Как будто кто-то тронул его за плечо, очень тихо и несмело. Снова, должно быть, нищая, но у него самого ничего нет. Он обернулся и увидел рядом с собой — совсем близко, но будто за какой-то пеленой — Лизу.
“Что ты здесь делаешь?” — удивленно спросила она и взяла его за руку.
“Приехал к тебе в монастырь”, — ответил он.
“Но меня здесь нет, — улыбнулась она. — Мне не позволили остаться”.
“Я знаю. Но почему? Ты что, хуже остальных?”
“Какой ты глупый! — засмеялась она. — Ну при чем здесь хуже? Просто у меня сердце больное, ты же знаешь, а больных не берут”.
“Это несправедливо! — возмутился он. — Разве Богу нужны одни только здоровые?”
“Не сердись, родной, не надо. — она крепко сжала его руку. — Богу нужны все, и не только в монастыре. Испытать себя можно и в миру”.
“Мы и так уже порядком испытали друг друга, разве нет?”
“Да, друг друга. Теперь каждый должен испытать самого себя”.
“Но мы будем вместе?”
“Конечно! Пойдем!”
Она потянула его за собой.
“Куда идти, Лиза? — спросил он. — На вокзал? Я не хочу ехать поездом!”
“Мы пойдем пешком”.
“Пешком? До самого дома?”
“До самого дома”, — спокойно сказала она.

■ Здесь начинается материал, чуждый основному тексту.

Issue #887, opened 2022-01-26
Docker generation does not support the `files` target property


Soroosh129:
Currently, the `files` target property is ignored when a `.Dockerfile` is generated.

As a result, a program such as this would not work:
```Python
target Python {files: ../../include/hello.py, timeout: 2 secs, docker: true};

import Source, Print from "../StructAsType.lf"

preamble {=
    import hello
=}

federated reactor at rti {
    s = new Source();
    p = new Print();
    s.out -> p._in;
}
```

This issue affects C, Python, and TypeScript targets.

PR #987, opened 2022-02-28
Docker files property

housengw:
This PR adds tests to verify that the docker file generation works with "files" target property. 
see #887.

The Python target copies everything in `src-gen` to the docker container, so the above functionality works by default.
The C target needs a little tweak since docker does not allow copying of files outside of the build context into the container. I have implemented a fix.
The Typescript target does not seem to use the "files" target property at all during code generation. On top of that, the current docker implementation also copies everything from `src-gen` to the container. So I take that as resolved.

### DIFF
--- a/test/Python/src/docker/FilesPropertyContainerized.lf
+++ b/test/Python/src/docker/FilesPropertyContainerized.lf
@@ -1,0 +1,34 @@
+target Python {
+    files: "../include/hello.py",
+    docker: true
+};
+
+preamble {=
+    try:
+        import hello
+    except:
+        request_stop()
+=}
+
+main reactor {
+    preamble {=
+        try:
+            import hello
+        except:
+            request_stop()
+    =}
+    state passed(false);
+    timer t(1 msec);
+    
+    reaction(t) {=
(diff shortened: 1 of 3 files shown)


Soroosh129 (approved):
Looks great!

Do we have an active issue for this that would be closed by merging?

test/Python/src/docker/FilesPropertyContainerized.lf
```diff
@@ -0,0 +1,34 @@
+target Python {
+    files: "../include/hello.py",
+    docker: true
+};
+
+preamble {=
+    try:
+        import hello
+    except:
+        request_stop()
```
Soroosh129, line 10: I like this approach, although I'm not sure how `request_stop()` would behave at the time of execution of this code, especially in federated execution, since the program might not be fully initialized yet.

housengw: good point. I am down to settle for this approach for now, since the purpose of the test is to make sure files specified in the "files" target property are also available within the container during build time.

PR #990, opened 2022-03-02
ignore .classpath and .project files

housengw:


org.lflang.tests/.gitignore
```diff
@@ -0,0 +1,5 @@
+# Uncomment this line if you wish to ignore the project description file.
+# Typically, this file would be tracked if it contains build/dependency configurations:
+.project
+
+.classpath
```
lhstrh, line 5: `\n` missing

org.lflang/.gitignore
```diff
@@ -1 +1,7 @@
 model/
+
+# Uncomment this line if you wish to ignore the project description file.
+# Typically, this file would be tracked if it contains build/dependency configurations:
+.project
+
+.classpath
```
lhstrh, line 7: `\n` missing

lhstrh:
Looks like this approach won't work. Apparently, you can solve the problem of being suggested to check in changes to these files by locally by doing `git update-index --skip-worktree FILENAME`, but there is no way to configure the repository to have these files but don't track further changes. @edwardalee, @a-sr: what is the reason these files were checked in again? I recall it being something Eclipse/Oomph related...

a-sr:
> @a-sr: what is the reason these files were checked in again? I recall it being something Eclipse/Oomph related...

.project files are required for importing folders as projects into eclipse (during but not limited to the oomph setup).
.classpath, well configures the class path, but these should not be ignored because they are configured specifically for eclipse-plugins and do not represent the default.

PR #993, opened 2022-03-02
Replace the 'threads' target property with the 'workers' and 'threading' properties

### LINKED ISSUE #1020: List modal reactor tests in own category

cmnrd:
This PR implements the solution discussed in #290.

> Based on our discussion yesterday, the proposal is to have the following two target properties: threading = on | off (if supported, default is on) and workers = [int]. We will deprecate threads because it is ambiguous and its meaning overloaded. By the time that we end up implementing preemption (where we the size of the thread pool has to outnumber the workers), we could add an extra parameter for that (may be thread-pool-size = [int]).

I implemented the change for all the targets. However, there are some remaining issues that I don't know how to resolve.:

- [x] The number of worker threads is configured in various places throughout the C generator and even in duplicated code in the Python generator (see the diff). In the Python generator, even contradicting values are assigned. This is a large code smell to me, but I don't know how to fix it.
- [x] Before, the unthreaded runtime has been the default. Now, `threading=true` and `workers=0` are the default. I don't know if the C runtime will interpret `workers=0` correctly, as before it was not possible to have the threaded runtime with zero workers configured.
- [x] ~Since the default changed, this influences all the C tests that don't configure threads. Should we set `threading=false` in all tests that don't specify something else?~
- [x] ~In `org.lflang.tests.Configurators` the method `useFourThreads` reconfigures a test to use 4 workers. Should we force enable threading in this case?~
- [x] Remove `workers: N` entirely from all of our tests
- [x] Test the `workers` property (done in C and C++)

Unrelated to the above, this PR also fixes #1020.


lhstrh:
>     * Since the default changed, this influences all the C tests that don't configure threads. Should we set `threading=false` in all tests that don't specify something else?
> 
>     * In `org.lflang.tests.Configurators` the method `useFourThreads` reconfigures a test to use 4 workers. Should we force enable threading in this case?

I think we can either specify `threading=false` in all the generic tests, or we can leave it out and instead use a `useSingleThread` configurator to impose that property (instead of `useFourThreads`). The goal is to ensure that all tests are run using both runtime implementation. What is the default value of `workers`? I think it would make sense to match the number of available cores by default.

cmnrd:
We don't know the number of available cores on the target machine. In fact, the same binary could be run on different machines.

To quote from the comment in TargetConfig.java:
>  The number of worker threads to deploy. The default is zero, which indicates that the runtime is allowed to freely choose the number of workers.

I think this is the most reasonable default and it is also what is currently implemented for C++ (and I think for Rust). For zero workers, the C++ runtime uses the number of hardware threads available on the executing machine.

Soroosh129:
> For zero workers, the C++ runtime uses the number of hardware threads available on the executing machine.

I don’t know of any reliable method for this that works on all platforms for C. Do you happen to know any? Maybe CMake has something?

cmnrd:
No, I don't know. But it is also not needed to implement the exact same strategy for C. To me, the key is that `workers=0` means unspecified. This gives the targets the freedom to implement whatever strategy seems feasible. It could use a hard-coded number of workers (e.g. 4)., it could use the numbers of cores of the machine executing the compiler, it could check the number of cores at runtime, or use some heuristic to identify the best number of workers for a given application.

cmnrd:
I have updated the test configurators to force `threading=false` for all single threaded tests as suggested by Marten.

Minus the code smells in the C and Python generators and the unclear meaning of `workers=0`, this PR is ready. I have tested C programs with `workers=0` and currently they don't execute any reactions at all.

cmnrd:
In #1001, Marten suggested to not hardcode the number of workers in our tests. I think this is a good idea and added it as a bullet point to the PR description. I think currently the `workers` and `threading` properties are overridden anyway for all the test by the test configurators.

However, I think we should somehow test that `workers` and `threading` properties do work. So we should have tests where the values are hardcoded and we don't overwrite them in the test runner.

Soroosh129:
> I don't know if the C runtime will interpret workers=0 correctly, as before it was not possible to have the threaded runtime with zero workers configured.

It doesn't as far as I know. 
As I asked above, I'm not sure how we should interpret `workers=0`.
If we need to determine the number of CPU cores, we have a huge task ahead of us.

Soroosh129:
> [E]ven in duplicated code in the Python generator

The code duplication in `generatePreamble` is going away in #1009.

lhstrh:
> > I don't know if the C runtime will interpret workers=0 correctly, as before it was not possible to have the threaded runtime with zero workers configured.
> 
> It doesn't as far as I know. As I asked above, I'm not sure how we should interpret `workers=0`. If we need to determine the number of CPU cores, we have a huge task ahead of us.

How about a default value `>1` (maybe `4` or `8`?) in lieu of a mechanism that detects the number of cores? That said, I don't think it would be a "huge task" to [determine the number of cores](https://stackoverflow.com/questions/4586405/how-to-get-the-number-of-cpus-in-linux-using-c/4586471) but it will require some care craft a mechanism that works reliably across platforms. In this case, too, I would say the default number is a reasonable fallback option.

Soroosh129:
> Now, threading=true and workers=0 are the default. 

Is this just limited to tests?

It occurs to me that this might not be the best default in general for the Python target.
There is no true multi-threaded concurrency in Python.
Setting threading=true will add a lot of overhead by using the threaded reactor-c and  requiring GIL locks in the body of reactions.

Maybe the same is true for the TypeScript target?

Soroosh129:
We still have a weird case for federated execution.

As mentioned before, the CGenerator attempts to adjust the number of workers to account for all the blocking network input control reactions (there should be at least one worker available for each at all times). This is simply done by adding the number of network inputs to the number of workers during code generation.

The problem is that the C runtime will see a non-zero number of workers for federated programs, even if `workers=0`.

What do you think we should do here? The solution to this is not very clear to me.

org.lflang.tests/src/org/lflang/tests/Configurators.java
```diff
@@ -46,24 +46,35 @@
...
+     * do not distinguish threaded and unthreaded runtime, the number
+     * of workers is set to 1.
      *
      * @param test The test to configure.
      * @return True if successful, false otherwise.
      */
     public static boolean useSingleThread(LFTest test) {
-        test.context.getArgs().setProperty("threads", "0");
+        test.context.getArgs().setProperty("threading", "false");
+        test.context.getArgs().setProperty("workers", "1");
```
lhstrh, line 61: This line seems unnecessary. Isn't `workers` ignored if `threading` is `false`?

org.lflang.tests/src/org/lflang/tests/Configurators.java
```diff
@@ -46,24 +46,35 @@
...
+     * For targets that provide a threaded and an unthreaded runtime,
+     * this configures using the threaded runtime. For all targets,
+     * the number of workers is set to 4.
      *
      * @param test The test to configure
      * @return True if successful, false otherwise.
      */
     public static boolean useFourThreads(LFTest test) {
-        test.context.getArgs().setProperty("threads", "4");
+        test.context.getArgs().setProperty("threading", "true");
```
lhstrh, line 76: This preserves meaning, but can't we remove this method altogether?

example/C/src/Deadline.lf
```diff
@@ -10,7 +10,7 @@
  * @author Edward A. Lee
  */
 target C {
-    threads: 1,
+    workers: 1,
```
lhstrh, line 13:
```suggestion
```

example/C/src/Patterns/Chain_02_Pipeline.lf
```diff
@@ -15,7 +15,7 @@
  * @author Edward A. Lee
  */
 target C {
-    threads: 4,
+    workers: 4,
```
lhstrh, line 18: I think here it makes sense to leave the parameter so that it shows how the number of workers can be adjusted.

example/C/src/ROS/ROSBuiltInSerialization.lf
```diff
@@ -24,7 +24,7 @@
  target CCpp {
     cmake: true,  // Only CMake is supported
     cmake-include: "include/CMakeListsExtension.txt",
-    threads: 1,
+    workers: 1,
```
lhstrh, line 27:
```suggestion
```

example/C/src/ReflexGame.lf
```diff
@@ -12,7 +12,7 @@
  * @author Marten Lohstroh
  */
 target C {
-    threads: 1,
+    workers: 1,
```
lhstrh, line 15:
```suggestion
```

example/C/src/ReflexGame/ReflexGameTest.lf
```diff
@@ -1,5 +1,5 @@
 target C {
-    threads: 1,
+    workers: 1,
```
lhstrh, line 2:
```suggestion
```

example/C/src/Rhythm/Rhythm.lf
```diff
@@ -29,7 +29,7 @@
  * @see RhythmDistributedNoUI.lf
  */
 target C {
-    threads: 2,
+    workers: 2,
```
lhstrh, line 32:
```suggestion
```

example/C/src/Rhythm/SensorSimulator.lf
```diff
@@ -3,7 +3,7 @@
  * This has no audio output, but just tests the ncurses interface.
  */
 target C {
-    threads: 2,
+    workers: 2,
```
lhstrh, line 6:
```suggestion
```

example/C/src/TrainDoor/TrainDoor.lf
```diff
@@ -1,4 +1,4 @@
-target C {threads: 1, keepalive: true};
+target C {workers: 1, keepalive: true};
```
lhstrh, line 1:
```suggestion
target C {keepalive: true};
```

lhstrh (approved):
This looks great! Thanks!

org.lflang.tests/src/org/lflang/tests/Configurators.java
lhstrh: Never mind this. I thought we were running all the tests multi-threaded by default and had a special case for single-threaded, but the way it's setup currently we force all tests to be single-threaded and have multi-threaded as the special case...

lhstrh (approved):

За городом как будто уже не так невыносимо душно. На небе по-прежнему ни облачка, но солнце щадит и не жжет — быть может, само устало. Ноги отяжелели и требуют передышки, но хочется отойти как можно дальше, чтобы город совсем потерялся за спиной. Длинная палка, подобранная еще в городе, больше стирает в мозоли ладонь, нежели помогает идти. Зеленеющие холмы лежат по сторонам и успокаивают ноющие глаза; повсюду виднеются деревья, то группками, то поодиночке, и впереди обещается лес, в который, наверное, приятно будет погрузиться и идти по нему до другого его края. Мимо пролетают легковые автомобили, гудят грузовики, обдавая горячим воздухом и болезненно тревожа слух, но скоро они все исчезнут, вот только добраться бы до леса. Пока же, пожалуй, можно все же спуститься с трассы и присесть ненадолго. Вот сюда, прямо на землю, здесь как раз раскинулся мох. Какое облегчение! И тут же страх: а вдруг ноги уже не поднимут? Сбоку что-то загромыхало, и на него упала тень.
“Куда путь держишь, пилигрим?”
Повернув голову, он увидел огромный грузовик, из кабины которого высовывалась смеющаяся усатая голова. Он с трудом открыл рот, и чужой голос вырвал из пересохшего горла название его города.
“И я туда же! Давай со мной!”
Он поднялся и, шатаясь, начал карабкаться по откосу. Усач выскочил из грузовика и помог ему забраться в кабину.
“Полезай отдохни!”
Растянувшись на лежаке за спиной у водителя, он закрыл глаза и подумал, что у него не осталось сил, чтобы попросить воды. Грузовик заревел мотором, несколько раз протрубил и тронулся.
“Пей!”
Из-за шторки показалась крепкая рука, протягивающая бутылку минералки. Иван приподнялся, отвинтил крышку и с жадностью напился. Вернув бутылку, он снова опустил голову на лежак и, не успев больше ни о чем подумать, забылся сном.